| DIRECTIONS |
Please write the data out once more, exactly as it is given.
%%
PR #2813, opened 2024-04-04
refactor(connectivity_plus): remove ReachabilityConnectivityProvider and ReachabilitySwift dependency

### LINKED ISSUE #2779: [Request]: Remove Reachability implementation from connectivity_plus ios & macos (darwin)
### Plugin

connectivity_plus

### Use case

The plugin code contains two implementations, one using `NWPathManager` and one using a 3rd party library `Reachability`.

The plugin will always use `NWPathManager` on iOS 12 and macOS 10.14.

At the same time, the minimum supported iOS version is 12, and the minimum supported macOS version is 10.14. So the `Reachability` implementation would never be used.

### Proposal

Remove the `Reachability` implementation, cleanup the dependency too and simplify the code to always use the `NWPathManager`.

miquelbeltran:
## Description

- The min OS versions used are iOS: 12 and macOS: 10.14.
- At the same time, the min OS versions to use the `NWPathProvider` implementation are also 12 and 10.14.
- The old implementation that users `ReachibilitySwift` is not being used because the app will always use the `NWPathProvider` implementation.

## Related Issues

- Closes #2779 

## Checklist

## Breaking Change


vbuberen (approved):
Nice catch. I remember how this thing caused issues to us some time ago. Glad to see it going.

Issue #34, opened 2020-12-10
Did not deal with the problem of overlapping marks with same name 


dongtc:
**Describe the bug**
Prosemirror supports overlapping marks with same name(as long as they have different attributes):

> excludes: ?⁠string
> Determines which other marks this mark can coexist with. Should be a space-separated strings naming other marks or groups of marks. When a mark is added to a set, all marks that it excludes are removed in the process. If the set contains any mark that excludes the new mark but is not, itself, excluded by the new mark, the mark can not be added an the set. You can use the value "_" to indicate that the mark excludes all marks in the schema.Defaults to only being exclusive with marks of the same type. **You can set it to an empty string (or any string not containing the mark's own name) to allow multiple marks of a given type to coexist (as long as they have different attributes)**.

https://prosemirror.net/docs/ref/#model.MarkSpec.excludes

But prosemirror-binding seems didn't handle it well, i have found the problem code line: 
https://github.com/yjs/y-prosemirror/blob/25cea84874eace50745fd2433847aabceef92b65/src/plugins/sync-plugin.js#L670

If a prosemirror text with the marks:`[{type: 'comment', attrs: {id: 1}}, {type: 'comment', attrs: {id: 2}}]`

It will be convert to:`{comment: {id: 2}}`

You can see lost a mark.

dmonad:
Right.. that makes sense. But this type of information can currently not be properly represented in Yjs / Y.Text.

dongtc:
In my project, i have a temporary solution. The main code is as follows:

![image](https://user-images.githubusercontent.com/13464443/101870330-59b72f80-3bbc-11eb-9169-64a1218e5641.png)

Meantime, i change `createTextNodesFromYText` and `equalYTextPText`

It seems hack but works fine, do you have a better suggest? @dmonad

dmonad:
Hi @dongtc , 

the approach might work, but it will break all existing bindings. I would accept a PR that is well tested and is backwards-compatible. I think it could be possible to use arrays as "attributes" when multiple marks with the same name are present.

dongtc:
Tanks for your suggestion, i will create a PR later. @dmonad

bdbch:
Was this ever fixed? I think I ran into the same issue with overlapping comment marks. Works fine as long as I don't reload my editor but as soon as I reload, the overlapping marks are replaced with the outermost mark taking priority.

dmonad:
For comments, I recommend annotating ranges using relative-positions.

[...]

Issue #51, opened 2021-06-08
Tests occassionally fail


YousefED:
While working on a different issue, I noticed the tests of y-prosemirror occasionally fail, possibly indicating a bug.

To reproduce, simply run the tests multiple times, or change the `testRepeatGenerateProsemirrorChanges300` to run 10 times:

```
export const testRepeatGenerateProsemirrorChanges300 = tc => {
  for (let i = 0; i < 10; i++) {
    checkResult(applyRandomTests(tc, pmChanges, 300, createNewProsemirrorView))
  }
}
```

vivaxy:
Same issue here.

PR #52, opened 2021-06-08
add support for overlapping marks

YousefED:
This addresses issue #34 - while remaining backwards compatible.

There are still two TODO items open open:

- [ ] the test currently fails, I think because there is a yChange attr on one of the documents. I'm not sure what the intention behind yChange is, so I'm not sure what the right way is to fix this
- [ ] the current solution breaks YXmlText.toString because it doesn't handle arrays. I think we should add support for this directly in `yjs`, but want to make sure the solution I'm implementing here is a right approach.

### DIFF
--- a/src/plugins/sync-plugin.js
+++ b/src/plugins/sync-plugin.js
@@ -473,7 +473,15 @@ const createTextNodesFromYText = (text, schema, mapping, snapshot, prevSnapshot,
       const delta = deltas[i]
       const marks = []
       for (const markName in delta.attributes) {
-        marks.push(schema.mark(markName, delta.attributes[markName]))
+        if (Array.isArray(delta.attributes[markName])) {
+          // multiple marks of same type
+          delta.attributes[markName].forEach(attrs => {
+            marks.push(schema.mark(markName, attrs))
+          })
+        } else {
+          // single mark
+          marks.push(schema.mark(markName, delta.attributes[markName]))
+        }
       }
       nodes.push(schema.text(delta.insert, marks))
     }
@@ -545,6 +553,14 @@ const equalAttrs = (pattrs, yattrs) => {
   return eq
 }
 
+const containsEqualMark = (pattrs, yattrs) => {
+  if (Array.isArray(yattrs)) {
+    return !!yattrs.find(el => equalAttrs(pattrs, el))
+  } else {
+    return equalAttrs(pattrs, yattrs)
+  }
+}
+
 /**
  * @typedef {Array<Array<PModel.Node>|PModel.Node>} NormalizedPNodeContent
  */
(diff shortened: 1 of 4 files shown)


src/plugins/sync-plugin.js
```diff
@@ -572,13 +588,25 @@ const normalizePNodeContent = pnode => {
...
+}
+
 /**
  * @param {Y.XmlText} ytext
  * @param {Array<any>} ptexts
  */
 const equalYTextPText = (ytext, ptexts) => {
   const delta = ytext.toDelta()
-  return delta.length === ptexts.length && delta.every((d, i) => d.insert === /** @type {any} */ (ptexts[i]).text && object.keys(d.attributes || {}).length === ptexts[i].marks.length && ptexts[i].marks.every(mark => equalAttrs(d.attributes[mark.type.name] || {}, mark.attrs)))
+  return delta.length === ptexts.length && delta.every((d, i) => d.insert === /** @type {any} */ (ptexts[i]).text && countYTextMarks(d.attributes || {}) === ptexts[i].marks.length && ptexts[i].marks.every(mark => containsEqualMark(d.attributes[mark.type.name] || {}, mark.attrs)))
```
SamDuvall, line 609: Thanks for the PR for handling multiple marks!

I was pulling this PR into my project and ran into an issue with `containsEqualMark`. It looks like you're calling `containsEqualMark` with `yattrs, pattrs` instead of `pattrs, yattrs`.

IdrissMahjoubi:
The first TODO is an open issue I think

>  the test currently fails, I think because there is a yChange attr on one of the documents. I'm not sure what the intention behind yChange is, so I'm not sure what the right way is to fix this

Check: https://github.com/yjs/y-prosemirror/issues/77 and https://github.com/yjs/y-prosemirror/issues/51

vitmf:
Since `ychange`  is lost in the conversion between prosemirror and ydoc, perhaps we should test the marks directly? https://github.com/yjs/y-prosemirror/blob/7a3afbc0d8de35bc01bd63bfc9911318c115c4f7/src/plugins/sync-plugin.js#L961

vadimdemedes:
Hey @dmonad, I know it's an old PR, but could you please let us know if this is the right direction to take for supporting overlapping ProseMirror marks?

piyush-kroolo:
@YousefED @dmonad 

> I know it's an old PR, but could you please let us know if this is the right direction to take for supporting overlapping ProseMirror marks?

+1

dmonad:
Thanks for this PR @YousefED !
I was on the fence about this approach because it does not support concurrently adding overlapping marks (they would overwrite each other).

I implemented a different approach to support overlapping marks in v1.3.0 that supports concurrent formatting. 

https://github.com/yjs/y-prosemirror/compare/fa90ea7f2d787c8c8231be85f02a515bd2d3604c...1b5bd96dd002efa3e75393792e0173209e72e06e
%%
| ANSWER TO THE PROBLEM |
PR #2813, opened 2024-04-04
refactor(connectivity_plus): remove ReachabilityConnectivityProvider and ReachabilitySwift dependency

### LINKED ISSUE #2779: [Request]: Remove Reachability implementation from connectivity_plus ios & macos (darwin)
### Plugin

connectivity_plus

### Use case

The plugin code contains two implementations, one using `NWPathManager` and one using a 3rd party library `Reachability`.

The plugin will always use `NWPathManager` on iOS 12 and macOS 10.14.

At the same time, the minimum supported iOS version is 12, and the minimum supported macOS version is 10.14. So the `Reachability` implementation would never be used.

### Proposal

Remove the `Reachability` implementation, cleanup the dependency too and simplify the code to always use the `NWPathManager`.

miquelbeltran:
## Description

- The min OS versions used are iOS: 12 and macOS: 10.14.
- At the same time, the min OS versions to use the `NWPathProvider` implementation are also 12 and 10.14.
- The old implementation that users `ReachibilitySwift` is not being used because the app will always use the `NWPathProvider` implementation.

## Related Issues

- Closes #2779 

## Checklist

## Breaking Change


vbuberen (approved):
Nice catch. I remember how this thing caused issues to us some time ago. Glad to see it going.

Issue #34, opened 2020-12-10
Did not deal with the problem of overlapping marks with same name 


dongtc:
**Describe the bug**
Prosemirror supports overlapping marks with same name(as long as they have different attributes):

> excludes: ?⁠string
> Determines which other marks this mark can coexist with. Should be a space-separated strings naming other marks or groups of marks. When a mark is added to a set, all marks that it excludes are removed in the process. If the set contains any mark that excludes the new mark but is not, itself, excluded by the new mark, the mark can not be added an the set. You can use the value "_" to indicate that the mark excludes all marks in the schema.Defaults to only being exclusive with marks of the same type. **You can set it to an empty string (or any string not containing the mark's own name) to allow multiple marks of a given type to coexist (as long as they have different attributes)**.

https://prosemirror.net/docs/ref/#model.MarkSpec.excludes

But prosemirror-binding seems didn't handle it well, i have found the problem code line: 
https://github.com/yjs/y-prosemirror/blob/25cea84874eace50745fd2433847aabceef92b65/src/plugins/sync-plugin.js#L670

If a prosemirror text with the marks:`[{type: 'comment', attrs: {id: 1}}, {type: 'comment', attrs: {id: 2}}]`

It will be convert to:`{comment: {id: 2}}`

You can see lost a mark.

dmonad:
Right.. that makes sense. But this type of information can currently not be properly represented in Yjs / Y.Text.

dongtc:
In my project, i have a temporary solution. The main code is as follows:

![image](https://user-images.githubusercontent.com/13464443/101870330-59b72f80-3bbc-11eb-9169-64a1218e5641.png)

Meantime, i change `createTextNodesFromYText` and `equalYTextPText`

It seems hack but works fine, do you have a better suggest? @dmonad

dmonad:
Hi @dongtc , 

the approach might work, but it will break all existing bindings. I would accept a PR that is well tested and is backwards-compatible. I think it could be possible to use arrays as "attributes" when multiple marks with the same name are present.

dongtc:
Tanks for your suggestion, i will create a PR later. @dmonad

bdbch:
Was this ever fixed? I think I ran into the same issue with overlapping comment marks. Works fine as long as I don't reload my editor but as soon as I reload, the overlapping marks are replaced with the outermost mark taking priority.

dmonad:
For comments, I recommend annotating ranges using relative-positions.

[...]

Issue #51, opened 2021-06-08
Tests occassionally fail


YousefED:
While working on a different issue, I noticed the tests of y-prosemirror occasionally fail, possibly indicating a bug.

To reproduce, simply run the tests multiple times, or change the `testRepeatGenerateProsemirrorChanges300` to run 10 times:

```
export const testRepeatGenerateProsemirrorChanges300 = tc => {
  for (let i = 0; i < 10; i++) {
    checkResult(applyRandomTests(tc, pmChanges, 300, createNewProsemirrorView))
  }
}
```

vivaxy:
Same issue here.

PR #52, opened 2021-06-08
add support for overlapping marks

YousefED:
This addresses issue #34 - while remaining backwards compatible.

There are still two TODO items open open:

- [ ] the test currently fails, I think because there is a yChange attr on one of the documents. I'm not sure what the intention behind yChange is, so I'm not sure what the right way is to fix this
- [ ] the current solution breaks YXmlText.toString because it doesn't handle arrays. I think we should add support for this directly in `yjs`, but want to make sure the solution I'm implementing here is a right approach.

### DIFF
--- a/src/plugins/sync-plugin.js
+++ b/src/plugins/sync-plugin.js
@@ -473,7 +473,15 @@ const createTextNodesFromYText = (text, schema, mapping, snapshot, prevSnapshot,
       const delta = deltas[i]
       const marks = []
       for (const markName in delta.attributes) {
-        marks.push(schema.mark(markName, delta.attributes[markName]))
+        if (Array.isArray(delta.attributes[markName])) {
+          // multiple marks of same type
+          delta.attributes[markName].forEach(attrs => {
+            marks.push(schema.mark(markName, attrs))
+          })
+        } else {
+          // single mark
+          marks.push(schema.mark(markName, delta.attributes[markName]))
+        }
       }
       nodes.push(schema.text(delta.insert, marks))
     }
@@ -545,6 +553,14 @@ const equalAttrs = (pattrs, yattrs) => {
   return eq
 }
 
+const containsEqualMark = (pattrs, yattrs) => {
+  if (Array.isArray(yattrs)) {
+    return !!yattrs.find(el => equalAttrs(pattrs, el))
+  } else {
+    return equalAttrs(pattrs, yattrs)
+  }
+}
+
 /**
  * @typedef {Array<Array<PModel.Node>|PModel.Node>} NormalizedPNodeContent
  */
(diff shortened: 1 of 4 files shown)


src/plugins/sync-plugin.js
```diff
@@ -572,13 +588,25 @@ const normalizePNodeContent = pnode => {
...
+}
+
 /**
  * @param {Y.XmlText} ytext
  * @param {Array<any>} ptexts
  */
 const equalYTextPText = (ytext, ptexts) => {
   const delta = ytext.toDelta()
-  return delta.length === ptexts.length && delta.every((d, i) => d.insert === /** @type {any} */ (ptexts[i]).text && object.keys(d.attributes || {}).length === ptexts[i].marks.length && ptexts[i].marks.every(mark => equalAttrs(d.attributes[mark.type.name] || {}, mark.attrs)))
+  return delta.length === ptexts.length && delta.every((d, i) => d.insert === /** @type {any} */ (ptexts[i]).text && countYTextMarks(d.attributes || {}) === ptexts[i].marks.length && ptexts[i].marks.every(mark => containsEqualMark(d.attributes[mark.type.name] || {}, mark.attrs)))
```
SamDuvall, line 609: Thanks for the PR for handling multiple marks!

I was pulling this PR into my project and ran into an issue with `containsEqualMark`. It looks like you're calling `containsEqualMark` with `yattrs, pattrs` instead of `pattrs, yattrs`.

IdrissMahjoubi:
The first TODO is an open issue I think

>  the test currently fails, I think because there is a yChange attr on one of the documents. I'm not sure what the intention behind yChange is, so I'm not sure what the right way is to fix this

Check: https://github.com/yjs/y-prosemirror/issues/77 and https://github.com/yjs/y-prosemirror/issues/51

vitmf:
Since `ychange`  is lost in the conversion between prosemirror and ydoc, perhaps we should test the marks directly? https://github.com/yjs/y-prosemirror/blob/7a3afbc0d8de35bc01bd63bfc9911318c115c4f7/src/plugins/sync-plugin.js#L961

vadimdemedes:
Hey @dmonad, I know it's an old PR, but could you please let us know if this is the right direction to take for supporting overlapping ProseMirror marks?

piyush-kroolo:
@YousefED @dmonad 

> I know it's an old PR, but could you please let us know if this is the right direction to take for supporting overlapping ProseMirror marks?

+1

dmonad:
Thanks for this PR @YousefED !
I was on the fence about this approach because it does not support concurrently adding overlapping marks (they would overwrite each other).

I implemented a different approach to support overlapping marks in v1.3.0 that supports concurrent formatting. 

https://github.com/yjs/y-prosemirror/compare/fa90ea7f2d787c8c8231be85f02a515bd2d3604c...1b5bd96dd002efa3e75393792e0173209e72e06e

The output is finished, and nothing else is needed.